**Work request**:
Among the entries below, please show each line that carries the word "implementation".

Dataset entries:
PR #709, opened 2018-11-13
[WIP] Citation Extraction

arichiv:
#746 

- [x] Support basic citation extraction (420 U.S. 1776)
- [x] Normalize reporter
- [x] Optimize (too many string operations)
- [x] Support Id. citation extraction (Id.)
- [ ] Support exact page extraction (... at 666)
- [ ] Support signal and index extraction (see also ...; cf. ...)


arichiv:
@jcushman how does this sound as an addition to the `CaseXML` object?
```
{
  'name': "$",
  ...
  // Citations by other cases
  'cited_by': [
    {
      'url': 'https://api.case.law/v1/cases/$/',
      'pages': [$]
    }
  ],
  // Citations this case makes
  'does_cite': [
    {
      'url': 'https://api.case.law/v1/cases/$/',
      'pages': [$]
    }
  ]
}
```

`cited_by` and `does_cite` would be powered by a single table of citations indexed to allow lookup either direction.

arichiv:
If we wanted to filter based on what pages of a case were cited (as opposed to what pages citations were made on) that could be done by replacing the pages list with a map of citer page to citee page(s).

arichiv:
@jcushman: I have some scaffolding to get the info into the DB/API! Time to play with the parser (starting with https://github.com/freelawproject/courtlistener/blob/master/cl/citations/match_citations.py)

jcushman:
Hi, Ari. Excited to see this coming along!

A couple of thoughts about API format:

- I'd like to move inbound and outbound under one dictionary.
- In the long run (not necessarily first pass) I'd like to include various details like the cite text, signal, and parenthetical. So I want to design the structure to make that workable if and when we get to it.

So we could end up with something like this (totally open to rephrasing/restructuring!):

```
  {
    "name": "$",
    ...
    "citations": {
      // Citations this case makes
      "outbound": [
        // citation object created from "but see United States v. Legault, 323 F. Supp. 2d 217, 219 (D. Mass. 2004) (Jonas, J., dissenting) (noting historical examples)", cited by the third opinion in the source case, which is a concurrence:
        {
          "url": "https://api.case.law/v1/cases/$/",
          "opinion_type": "concurrence",
          "opinion_index": 2,
          "from_page": $,
          "to_page": 219,
          "text": "United States v. Legault, 323 F. Supp. 2d 217 (D. Mass. 2004)",
          "signal": "but see",
          "author_parenthetical": "Jonas, J., dissenting",
          "parenthetical": "noting historical examples",
        }
      ],
      // Citations by other cases
      "inbound": [
        ...
      ]
    }
  }
```

Buuut this could be a ton of data if there were dozens of outbound cites per case, and potentially thousands of inbound cites. We could have a minimal format as well, with just URLs or IDs for people who just care about the graph:

```
  {
    "name": "$",
    ...
    "citations": {
      "outbound": [$, $, $],
      "inbound": [$, $, $]
    }
  }
```

And then maybe we let you choose the level of detail with a query parameter, like https://api.case.law/v1/cases/?citations=[none/short/full]

As far as sequencing work, I'm a big fan of landing something sooner rather than later, so you could look at just supporting the "short" form first, and just build in a way that will make the long form possible in the future. Also happy to chat if that's not feeling like enough clarity.

Thanks so much for working on this!

arichiv:
Thanks! I like the idea of supporting multiple forms, and can aim for a quick implementation of the short form. To be clear, are you suggesting I use the existing citation field? It has a slightly different purpose (more related to where it was reported), and is a list (not a dict). Should there be a new field (external_citations) or should the citations field be re-worked to reduce confusion?

@jcushman

jcushman:
Oh, good point, I missed the naming collision. How about `"citation_graph"` for the new field?

arichiv:
Sounds good!

arichiv:
API Changes
```
CASE = {
  ...
  'citation_graph': {
    'incoming': [
      {
        'url': $,
      },
    ],
    'outgoing': [
      {
        'url': $,
      },
    ],
  ],
}
```

SQL Changes
```
CitationGraph
  id = AUTO_INC
  src_case = FK/Case
  dst_case = FK/Case
```

arichiv:
* It looks like sub-moduling caselistener won't work due to the breadth of its dependencies (data and code)
* The critical code needed is https://github.com/freelawproject/courtlistener/blob/master/cl/citations/find_citations.py#L509
* This isn't super involved (tokenizing then searching the text), and I think replicating it (with attribution) is preferable to avoid importing a dependency not designed to be importable

awagner-mainz:
Hi all. Please allow me to apologize for lurking on the repo so far. I am very interested in the project and the API and am very happy that development is continuing. Congrats for all of that.

With regards to the issue at hand, I wonder if it would make sense to separate the citation information from the "core" case information and host it at some place like, say, https://api.case.law/v1/cases/435800/citation?direction=(in|out|both)

Is there still room for discussing this?

arichiv:
The current approach was to embed in the case object (your concern) with a query-flag for no/brief/full information. Your question made me wonder if this approach would fall down in cases where pagination is required, and if you are correct to request a different endpoint. What about:
```
https://api.case.law/v1/citation_graph/$CASE$?direction=(in|out|both)&form=(long|short)
```
Then the results can be a simple list (as you suggested), with a direction flag inside each citation instead of on the outer dictionary @awagner-mainz @jcushman

arichiv:
This approach also seems better fitted to bulk API requests as nesting citations inside cases would lead to a lot of duplication.

arichiv:
I should note that although this question must be answered before public release, it isn't blocking me at the moment since I'm focused on loading the data :-)

awagner-mainz:
FWIW, I was thinking of github's API that provides "sub-endpoints" like "https://api.github.com/users/awagner-mainz/following{/other_user}" besides/below the actual "https://api.github.com/users/awagner-mainz" endpoint.

arichiv:
Oh, I like that! Would be down for whatever approach as long as it fits the overall API design

jcushman:
Welcome, @awagner-mainz ! Thanks for jumping in. 

There's definitely still room for playing with the format! I'm also generally fine with the idea of nested endpoints like `https://api.case.law/v1/cases/$CASE$/some_detail` in cases where that's more intuitive.

One usecase where I think the `?citations=[none/short/full]` approach is useful is when a user wants to build a cite graph based on a case search. For example, suppose we're writing a program to build a graph of internal links among Arkansas Supreme Court cases before 1850. Those cases are currently selected like this:

https://api.case.law/v1/cases/?court=ark&decision_date_max=1850-01-01

With a separate citations-per-case endpoint, you would need 1100 queries to fetch the citation information for each case returned by that query. By contrast, if you can just tack on a request to include cite graph information like this:

https://api.case.law/v1/cases/?court=ark&decision_date_max=1850-01-01&citations=short

... you'll only need 11 pagination queries to grab all the information you need. And of course the same param would work for single-case queries, so this would also work if you did need only one case:

https://api.case.law/v1/cases/$CASE$/?citations=short

For this usecase, the separate `/v1/citation_graph/` endpoint would potentially work if if supported all of the same search filters as `/v1/cases/` -- that feels conceptually redundant to me, though, unless it's bringing a lot of additional value.

Totally open to more thoughts -- that's just my first take.

jcushman:
@arichiv, re:

> This isn't super involved (tokenizing then searching the text), and I think replicating it (with attribution) is preferable to avoid importing a dependency not designed to be importable

Makes sense! That was my initial hunch as well. Keep in mind that the copied code may want to become a separate python package at some point, to allow for collaboration with the original authors and other folks interested in cite extraction. For now maybe that just means keeping it in a distinct file/directory with a clean interface to keep it easy to extract later ...

arichiv:
@jcushman Just to check my understanding, it looks like CaseXML objects are ingested (from s3) into your capstone's DB, then serves API requests via django. Each case should expand into 100+ potential citations (especially when `Id.`s are expanded), which can be filtered against a list of known and unknown cases (with some alert around the % of citations we expect to be unresolvable).

1. ~~Are there any demo CaseXML objects with the full case text? https://github.com/harvard-lil/capstone/tree/develop/capstone/test_data/from_vendor doesn't seem to have any.~~ Correction: I see the casebody section in https://github.com/harvard-lil/capstone/blob/develop/capstone/test_data/from_vendor/32044057892259_redacted/casemets/32044057892259_redacted_CASEMETS_0001.xml
2. ~~Is there a reason the casebody isn't shared in the API currently?~~ I keep asking questions too early https://api.case.law/v1/cases/863713/?full_case=true
3. Do we need to require auth for the citation graph (as it's sourced from a casebody which may require it)?
4. The most comprehensive casebody in a test file I found was [In re the Marriage of Lyle](https://github.com/harvard-lil/capstone/blob/develop/capstone/test_data/from_vendor/WnApp_199_redacted/casemets/WnApp_199_redacted_CASEMETS_0036.xml) as it actually had an `Id.` citation to expand. If there's a better Target (or more test data could be integrated into the repo) please let me know, otherwise I'll use the raw text of https://supreme.justia.com/cases/federal/us/532/661/#tab-opinion-1960917 to augment my test data set

jcushman:
@arichiv:

1. You found the case data, but just in case you haven't hit it yet, definitely check out `fab load_test_data` which creates the CaseXML objects in the DB.
3. Let's go with including cite data without auth for now -- certainly I think `citations=short` should work that way.
4. We can add a few more sample cases for sure -- I've been wary of adding too many as far as growing the size of the repo or slowing down tests, but not sure if it's really a problem. That has to happen on our end -- let us know if you have a few cases you'd like to add, based on the live API.

"Each case should expand into 100+ potential citations" -- we have 6.7 million cases, so that's order of half a billion records. I imagine we'll hit some Postgres issues as we go along ...

arichiv:
1 BILLION CITATIONS! @jcushman 

Is the postgress DB sharded? I could imagine using the source case as the sharding hash input and maintaining an index on the destination case

jcushman:
We're not doing any sharding yet, but I think we're going to need it for ngrams -- my naive implementation for ngrams was a nonstarter. Sharding has apparently improved a lot between PG 9.6 and 11, so we might want to mix in a database upgrade somewhere along here as well.

arichiv:
Wanted to provide an update! I'm continuing development of this part in an [external library](https://github.com/AriChivukula/sitation) to move faster and enable other use cases :-)

It has a pluggable [map](https://github.com/AriChivukula/sitation/blob/master/source/mappers.ts#L49)/[reduce](https://github.com/AriChivukula/sitation/blob/master/source/reducers.ts#L40) setup that should allow completion of page and signal detection shortly :-)

mlissner:
This is a bit of a drive-by comment and on a closed bug no less, so apologies for all that, but are you guys storing all the ibid and supras as rows in the DB too? I'm looking at that half a billion rows problem and thinking you could do it more like what we're planning in CourtListener. Our new data model that's going in...one of these days...will just store the following:

> A cites B 22 times

Or whatever. In other words, rather than storing all those, we'll just have a count.

mlissner:
Oh, and sorry, one other thing that caught my eye in my pass through town. We use `cited_by` and `cites` as our vocabulary. Looks like you're using `cited_by` and `does_cite`, which seems a bit odd to my ear. 

And also worth mentioning: Be *super* careful anywhere you put the `cited_by` values. Our top-cited opinion has been cited about 80k times so far. You probably don't want that showing up in HTML anywhere or JSON or...just about anywhere. Even pulling this from the DB is a pain, and even just showing it as a count requires that we keep the count denormalized somewhere as we find citations to it.

Hope this helps!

**Answer box**:
Thanks! I like the idea of supporting multiple forms, and can aim for a quick implementation of the short form. To be clear, are you suggesting I use the existing citation field? It has a slightly different purpose (more related to where it was reported), and is a list (not a dict). Should there be a new field (external_citations) or should the citations field be re-worked to reduce confusion?
We're not doing any sharding yet, but I think we're going to need it for ngrams -- my naive implementation for ngrams was a nonstarter. Sharding has apparently improved a lot between PG 9.6 and 11, so we might want to mix in a database upgrade somewhere along here as well.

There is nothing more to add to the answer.